Among all human sins, the ones underlined here are those made inadvertently and unconsciously. Although the twentieth century showed us that our unconscious is not truly innocent, the category of unconsciously committed sins is far from our modern sensibilities, heavily centred on our intentions. The Bible is not a set of ethics, although there are many ethic principles present in its books. Biblical humanism cannot be framed within the realms of any modern ethical theory (responsibility, intentions, virtues ...), but it is certainly more interested than we are in the consequences of all acts. Because what interested it the most was the balance between the social body and caring for the Covenant with God. Hence, if someone committed a sin causing damage, the Bible looked above all at the resulting imbalance in social relations. The Decalogue begins with the remembrance of the liberation from Egypt: not with an abstract ethical principle, but with a fact. The historical dimension of biblical faith is also manifested in the great value it attributes to behaviors, actions, deeds, and words. Just think, for example, of old man Isaac who by mistake / deception ends up giving his blessing to Jacob; but when he realizes his mistake he can no longer revoke the erroneous blessing, because those words had already generated a reality as they were being spoken, operating independently of the subjective conditions of Isaac and his relatives (Genesis 27). Sins are facts that act and change the world, with a life of their own separate from the intentions that generated them in the first place. If I say a bad word to you today and apologize to you tomorrow, that excuse can have an effect on the future, but it cannot erase the reality and pain that that word already generated in the heart of the other person during the hours that passed between the sin and repentance. And in the Bible words are such a serious matter, that they produce effects all on their own, even when we are unaware of it, even during those "hours" that pass without an apology from us, because we are unaware of the damage we are causing – unconsciously caused damage can be greater precisely because repentance and proper excuses never come.

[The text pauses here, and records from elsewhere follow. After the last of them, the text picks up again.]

Issue #515, opened 2023-08-17
Upgrading to v6.0.0 remove the `toBeInTheDocument` interface with vitest


qchuchu:
- `@testing-library/jest-dom` version: 6.0.0
- `node` version: 18.16
- `npm` (or `yarn`) version: 9.5.1

### Relevant code or config:

```ts
import '@testing-library/jest-dom/vitest';
import { vitest } from 'vitest';
```

```ts
  await waitFor(() => {
    expect(getByTestId('text-input-error-message')).toBeInTheDocument();
  });
```

### What you did:

Upgraded from v5 to v6

### What happened:

<img width="654" alt="image" src="https://github.com/testing-library/jest-dom/assets/45853629/8972b20b-de1a-46a5-a2b3-267cbd55322f">

I don't know why, but upgrading the package to the last version using vitest caused all my "toBeInTheDocument" matchers to be undefined, although I can see them in the type definition of the package.

### Reproduction:

TO-DO

### Problem description:

- All my tests are failing because toBeInTheDocument is not defined anymore

### Suggested solution:

I guess this is due to an upgrade on the dependency of jest types but I'm not sure. Still digging.

jgoz:
What version of vitest, and where is the import statement located for @testing-library/jest-dom/vitest?

curtvict:
fwiw this is happening to me in Jest too.

qchuchu:
ah sorry I thought that I added the vitest version.

Vitest -> 0.34.2

I added the import statement in the vitest.setup.ts file (that is pointed from my vite.config.ts like this) 

```ts
/// <reference types="vitest" />

import react from '@vitejs/plugin-react-swc';
import { defineConfig } from 'vite';

// https://vitejs.dev/config/
export default defineConfig({
  plugins: [react()],
  test: {
    globals: true,
    environment: 'jsdom',
    setupFiles: ['test/vitest.setup.ts'],
    include: ['**/?(*.)test.ts?(x)'],
  },
});
```

qchuchu:
So it does work by adding the setup file in the tsconfig.json, but only if I stay with the original configuration

`test/vitest.setup.ts`
```ts
import '@testing-library/jest-dom';
```

If I add /vitest at the end, i'm facing the issue anymore.

jgoz:
Hmm, I think that's because you're using Vitest in "globals" mode. There isn't really a difference between what you have now and using `/vitest`, which was designed for the default non-globals mode, so if this works for you I say go with it.

[...]

PR #589, opened 2024-03-11
fix: proper vitest ts support (#515)

nyaapass:
**What**:

This PR [extends Vitest's default `Assertion` interface](https://vitest.dev/guide/extending-matchers.html#:~:text=If%20you%20are%20using%20TypeScript%2C%20since%20Vitest%200.31.0%20you%20can%20extend%20default%20Assertion%20interface%20in%20an%20ambient%20declaration%20file%20(e.g%3A%20vitest.d.ts)%20with%20the%20code%20below%3A) to fix the `toBeInTheDocument` ts error when using Vitest (#515).

**Why**:

I don't know (still cannot reproduce #515 on my own computer). But [from this comment](https://github.com/testing-library/jest-dom/issues/515#issuecomment-1987823474), adding 

```ts
/// <reference types="@testing-library/jest-dom" />
``` 

in custom `vitest-setup.ts` file would fix this error in that situation. Therefore I think the `types/vitest.d.ts` may need to be updated.

And when I install this repo's dependencies by pnpm and running `tsc -p types/__tests__/vitest`, there would be similar errors of #515 (if using npm or `import '../../jest'` instead of `import '../../vitest'` like that comment, there would be no error). This PR would fix this error even using pnpm.

image

**How**:

https://vitest.dev/guide/extending-matchers.html

**Checklist**:

- [x] Documentation
- [x] Tests
- [x] Ready to be merged

### DIFF
--- a/types/vitest.d.ts
+++ b/types/vitest.d.ts
@@ -1,6 +1,10 @@
 /* eslint-disable @typescript-eslint/no-shadow */
 
-import {type Assertion, type AsymmetricMatchersContaining} from 'vitest'
+import {
+  type Assertion,
+  type AsymmetricMatchersContaining,
+  type expect,
+} from 'vitest'
 import {type TestingLibraryMatchers} from './matchers'
 
 export {}
--- a/types/vitest.d.ts
+++ b/types/vitest.d.ts
@@ -1,11 +1,16 @@
-import {type expect} from 'vitest'
+/* eslint-disable @typescript-eslint/no-shadow */
+
+import {type Assertion, type AsymmetricMatchersContaining} from 'vitest'
 import {type TestingLibraryMatchers} from './matchers'
 
 export {}
-declare module '@vitest/expect' {
-  interface JestAssertion<T = any>
+
+// https://vitest.dev/guide/extending-matchers.html
+declare module 'vitest' {
+  interface Assertion<T = any>
     extends TestingLibraryMatchers<
       ReturnType<typeof expect.stringContaining>,
       T
     > {}
+  interface AsymmetricMatchersContaining extends TestingLibraryMatchers {}
 }


ecoms-ye:
Confirmed in my office computer (a pnpm monorepo with the [With Vitest](https://github.com/testing-library/jest-dom?tab=readme-ov-file#with-vitest) and [With TypeScript](https://github.com/testing-library/jest-dom?tab=readme-ov-file#with-typescript) setup): 

- Switch to the fork version by changing `package.json` to `"@testing-library/jest-dom": "https://github.com/nyaapass/jest-dom"`, the error can be fixed:
    - image
- When back to the original `@testing-library/jest-dom@6.4.2` version, the #515 error would be shown again: 
    - image

Dalcvi:
What is the reason that this change is not being merged in? Vitest removed `@vitest/expect` interface, so when `@testing-library/jest-dom/vitest` is trying to extend `@vitest/expect` interface, it just does nothing. By the way I see it, this change actually corrects the way you are expected to extend the interface since 0.x.x version, so what is the hold up here?

types/vitest.d.ts
```diff
@@ -1,11 +1,20 @@
-import {type expect} from 'vitest'
+/* eslint-disable @typescript-eslint/no-shadow */
+
+import {
+  type Assertion,
+  type AsymmetricMatchersContaining,
```
Dalcvi, line 5: These two are unused.

You actually type out the name but don't use it in the line 14 and 19.

Dalcvi (changes requested):

Dalcvi:
> What is the reason that this change is not being merged in? Vitest removed `@vitest/expect` interface, so when `@testing-library/jest-dom/vitest` is trying to extend `@vitest/expect` interface, it just does nothing. By the way I see it, this change actually corrects the way you are expected to extend the interface since 0.x.x version, so what is the hold up here?

Alright, other PR was changed with these changes https://github.com/testing-library/jest-dom/commit/06d19ba759a5ff4b51417cc9a7ecb72c785eb74d waiting for release I guess

gnapse:
I guess we can close this as superseded by #612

Hence, asking God (and the community) to be absolved for unconsciously committed sins arose from the awareness that the damage we cause is greater than our bad intentions. Biblical man knew this, and worked to restore the balance. We have however lost consciousness of this, and do not ask for forgiveness from anyone, but hide behind our good faith, thereby increasing the imbalances.

Psalm 15 praised sincerity. Psalm 19 tells us that sometimes sincerity is not enough. Because life includes the value of the consequences of our wrongful actions carried out in good faith as well. The Bible is a continuous and valuable exercise in self-subversion, which is the most effective cure against any ideology. Including the many smaller ideologies of our century born upon the death of the great ideologies of the last century.

Psalm 19 swept us away to heaven number seven to then bring us right back to earth, to our inadvertent and unconscious faults, to tell us something important that we should no longer forget: a healed relationship is worth as much as an entire galaxy.